PR #1, opened 2021-09-01
build image with `ko`, add e2e tests

### LINKED ISSUE #13: setup automated e2e acceptance
given that we have not just access to a container when running these actions, but instead, VMs, we might as well run a local cluster (guess what, we already have scripts for that!) and then do a full run of the example pointing at the local registry.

▶ [Brief]: Would you print each line of the material exactly?

▶ [Exercise solution]:
PR #1, opened 2021-09-01
build image with `ko`, add e2e tests

### LINKED ISSUE #13: setup automated e2e acceptance
given that we have not just access to a container when running these actions, but instead, VMs, we might as well run a local cluster (guess what, we already have scripts for that!) and then do a full run of the example pointing at the local registry.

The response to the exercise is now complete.